EXERCISE AIM -
What lines of the material below hold the string "lint"? Copy them out.

********

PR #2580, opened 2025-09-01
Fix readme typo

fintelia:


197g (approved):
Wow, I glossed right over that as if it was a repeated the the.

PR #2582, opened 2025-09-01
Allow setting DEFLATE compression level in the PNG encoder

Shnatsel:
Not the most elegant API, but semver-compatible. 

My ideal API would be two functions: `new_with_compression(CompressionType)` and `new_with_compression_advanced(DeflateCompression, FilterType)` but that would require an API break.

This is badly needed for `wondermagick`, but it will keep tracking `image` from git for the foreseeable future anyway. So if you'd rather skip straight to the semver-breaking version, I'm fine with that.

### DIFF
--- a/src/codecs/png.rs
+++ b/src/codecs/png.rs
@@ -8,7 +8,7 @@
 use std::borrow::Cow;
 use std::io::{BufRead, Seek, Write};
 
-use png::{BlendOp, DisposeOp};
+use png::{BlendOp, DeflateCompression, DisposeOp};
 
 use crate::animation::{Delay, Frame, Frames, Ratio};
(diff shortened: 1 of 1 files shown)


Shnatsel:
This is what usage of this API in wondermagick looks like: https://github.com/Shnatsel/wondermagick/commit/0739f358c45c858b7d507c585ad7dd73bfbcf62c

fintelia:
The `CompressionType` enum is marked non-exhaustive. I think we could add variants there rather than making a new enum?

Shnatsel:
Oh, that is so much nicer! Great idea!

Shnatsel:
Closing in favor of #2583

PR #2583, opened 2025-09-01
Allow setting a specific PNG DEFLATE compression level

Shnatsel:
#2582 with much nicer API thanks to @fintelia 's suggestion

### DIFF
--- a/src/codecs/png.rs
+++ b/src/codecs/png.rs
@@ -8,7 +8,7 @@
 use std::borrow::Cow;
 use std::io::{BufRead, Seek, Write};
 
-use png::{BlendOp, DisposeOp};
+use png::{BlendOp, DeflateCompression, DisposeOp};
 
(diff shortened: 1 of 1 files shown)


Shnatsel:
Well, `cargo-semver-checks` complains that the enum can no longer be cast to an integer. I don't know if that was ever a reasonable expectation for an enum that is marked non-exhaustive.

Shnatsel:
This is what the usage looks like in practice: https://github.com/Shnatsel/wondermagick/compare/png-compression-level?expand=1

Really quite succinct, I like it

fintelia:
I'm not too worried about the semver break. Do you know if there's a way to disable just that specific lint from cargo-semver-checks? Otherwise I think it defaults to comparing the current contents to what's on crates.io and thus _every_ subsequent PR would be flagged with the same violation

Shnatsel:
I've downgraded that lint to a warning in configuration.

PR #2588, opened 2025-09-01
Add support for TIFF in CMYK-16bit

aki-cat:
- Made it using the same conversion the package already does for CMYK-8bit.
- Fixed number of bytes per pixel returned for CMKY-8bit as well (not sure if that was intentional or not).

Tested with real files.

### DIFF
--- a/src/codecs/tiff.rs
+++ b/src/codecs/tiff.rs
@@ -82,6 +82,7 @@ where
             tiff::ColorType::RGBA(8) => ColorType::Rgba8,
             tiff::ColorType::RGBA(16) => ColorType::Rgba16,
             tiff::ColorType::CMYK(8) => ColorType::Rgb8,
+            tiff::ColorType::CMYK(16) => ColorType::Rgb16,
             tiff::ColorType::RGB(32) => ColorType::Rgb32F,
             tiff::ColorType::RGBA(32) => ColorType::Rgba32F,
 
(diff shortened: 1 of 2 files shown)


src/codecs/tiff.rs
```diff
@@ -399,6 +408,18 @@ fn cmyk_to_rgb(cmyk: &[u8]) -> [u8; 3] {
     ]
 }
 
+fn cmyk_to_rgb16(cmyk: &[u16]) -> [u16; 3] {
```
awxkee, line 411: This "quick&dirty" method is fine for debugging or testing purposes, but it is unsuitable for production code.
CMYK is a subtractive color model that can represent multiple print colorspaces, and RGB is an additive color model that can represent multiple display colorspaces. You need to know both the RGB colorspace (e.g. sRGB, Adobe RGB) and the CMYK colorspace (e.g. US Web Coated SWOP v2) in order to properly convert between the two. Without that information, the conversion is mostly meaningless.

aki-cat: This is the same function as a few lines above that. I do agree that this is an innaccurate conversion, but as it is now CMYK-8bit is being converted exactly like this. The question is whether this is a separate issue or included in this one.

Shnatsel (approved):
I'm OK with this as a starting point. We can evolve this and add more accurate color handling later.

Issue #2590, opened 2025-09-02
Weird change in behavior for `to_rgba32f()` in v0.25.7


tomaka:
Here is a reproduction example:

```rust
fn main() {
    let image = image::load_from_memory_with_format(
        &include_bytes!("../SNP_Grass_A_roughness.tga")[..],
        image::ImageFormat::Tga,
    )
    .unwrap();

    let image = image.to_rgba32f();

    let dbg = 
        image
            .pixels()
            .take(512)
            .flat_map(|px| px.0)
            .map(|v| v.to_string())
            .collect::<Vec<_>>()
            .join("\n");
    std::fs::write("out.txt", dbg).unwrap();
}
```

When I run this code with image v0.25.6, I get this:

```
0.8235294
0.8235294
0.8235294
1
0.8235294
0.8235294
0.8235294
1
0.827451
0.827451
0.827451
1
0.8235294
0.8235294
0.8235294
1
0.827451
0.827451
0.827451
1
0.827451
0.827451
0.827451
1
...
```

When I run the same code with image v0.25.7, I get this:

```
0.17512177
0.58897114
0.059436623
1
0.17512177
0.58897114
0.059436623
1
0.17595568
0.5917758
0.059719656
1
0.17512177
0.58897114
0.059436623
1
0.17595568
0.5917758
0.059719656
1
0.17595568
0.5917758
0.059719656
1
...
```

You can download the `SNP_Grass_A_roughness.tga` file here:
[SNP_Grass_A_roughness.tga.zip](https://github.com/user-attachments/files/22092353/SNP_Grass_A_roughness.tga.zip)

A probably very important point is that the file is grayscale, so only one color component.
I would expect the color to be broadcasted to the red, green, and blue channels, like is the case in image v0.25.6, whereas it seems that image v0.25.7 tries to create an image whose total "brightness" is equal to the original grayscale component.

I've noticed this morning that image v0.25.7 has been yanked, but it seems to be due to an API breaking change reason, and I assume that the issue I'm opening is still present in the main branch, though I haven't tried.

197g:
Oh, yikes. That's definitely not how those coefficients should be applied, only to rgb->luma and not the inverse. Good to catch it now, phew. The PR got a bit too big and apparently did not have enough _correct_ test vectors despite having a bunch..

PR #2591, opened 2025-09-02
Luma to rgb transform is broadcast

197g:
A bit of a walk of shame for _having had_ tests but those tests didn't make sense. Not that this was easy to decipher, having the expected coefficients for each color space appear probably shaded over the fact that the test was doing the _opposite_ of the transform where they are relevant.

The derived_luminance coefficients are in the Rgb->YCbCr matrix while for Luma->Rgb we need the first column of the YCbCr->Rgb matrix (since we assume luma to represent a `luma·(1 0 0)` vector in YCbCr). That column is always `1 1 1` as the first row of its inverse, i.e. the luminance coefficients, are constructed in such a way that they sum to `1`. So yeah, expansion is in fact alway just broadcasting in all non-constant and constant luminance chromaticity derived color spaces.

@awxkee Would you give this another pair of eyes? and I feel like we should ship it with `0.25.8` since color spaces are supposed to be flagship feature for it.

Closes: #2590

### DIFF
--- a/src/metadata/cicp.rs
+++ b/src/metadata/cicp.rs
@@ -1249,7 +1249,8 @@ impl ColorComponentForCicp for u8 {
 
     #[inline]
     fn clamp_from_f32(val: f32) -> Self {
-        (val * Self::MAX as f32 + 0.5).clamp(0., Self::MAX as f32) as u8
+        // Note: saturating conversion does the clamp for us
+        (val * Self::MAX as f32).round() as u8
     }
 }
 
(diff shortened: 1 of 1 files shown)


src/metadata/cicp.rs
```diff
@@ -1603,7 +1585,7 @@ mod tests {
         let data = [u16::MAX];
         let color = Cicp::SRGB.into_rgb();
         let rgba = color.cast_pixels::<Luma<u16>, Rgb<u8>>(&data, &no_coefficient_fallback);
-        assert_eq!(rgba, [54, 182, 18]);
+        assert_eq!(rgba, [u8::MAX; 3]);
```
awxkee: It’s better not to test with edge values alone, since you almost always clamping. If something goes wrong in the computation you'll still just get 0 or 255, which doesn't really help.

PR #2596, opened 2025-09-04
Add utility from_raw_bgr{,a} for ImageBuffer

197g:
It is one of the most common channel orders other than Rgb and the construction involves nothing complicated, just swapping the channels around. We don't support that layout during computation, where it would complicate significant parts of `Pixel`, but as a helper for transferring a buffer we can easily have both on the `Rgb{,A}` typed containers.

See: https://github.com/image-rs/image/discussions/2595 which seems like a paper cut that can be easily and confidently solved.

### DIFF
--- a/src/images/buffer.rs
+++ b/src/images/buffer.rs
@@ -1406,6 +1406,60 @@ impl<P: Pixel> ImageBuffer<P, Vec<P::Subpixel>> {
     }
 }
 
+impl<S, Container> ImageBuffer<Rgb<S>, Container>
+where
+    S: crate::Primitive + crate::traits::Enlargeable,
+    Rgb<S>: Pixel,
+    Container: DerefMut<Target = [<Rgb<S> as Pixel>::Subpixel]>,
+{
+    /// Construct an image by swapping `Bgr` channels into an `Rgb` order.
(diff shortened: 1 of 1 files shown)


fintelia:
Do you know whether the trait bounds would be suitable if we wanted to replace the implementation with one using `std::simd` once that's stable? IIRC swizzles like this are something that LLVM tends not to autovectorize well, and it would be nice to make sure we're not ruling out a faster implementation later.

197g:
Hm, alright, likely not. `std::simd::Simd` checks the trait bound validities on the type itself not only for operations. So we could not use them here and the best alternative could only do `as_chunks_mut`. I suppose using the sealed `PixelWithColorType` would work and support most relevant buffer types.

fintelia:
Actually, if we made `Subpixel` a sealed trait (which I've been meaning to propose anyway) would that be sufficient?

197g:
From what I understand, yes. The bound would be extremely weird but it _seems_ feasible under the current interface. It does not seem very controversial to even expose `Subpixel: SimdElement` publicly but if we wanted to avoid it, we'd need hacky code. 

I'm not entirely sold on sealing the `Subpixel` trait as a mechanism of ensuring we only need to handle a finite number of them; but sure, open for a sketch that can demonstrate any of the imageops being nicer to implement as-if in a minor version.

********

EXERCISE ANSWER -
I'm not too worried about the semver break. Do you know if there's a way to disable just that specific lint from cargo-semver-checks? Otherwise I think it defaults to comparing the current contents to what's on crates.io and thus _every_ subsequent PR would be flagged with the same violation
I've downgraded that lint to a warning in configuration.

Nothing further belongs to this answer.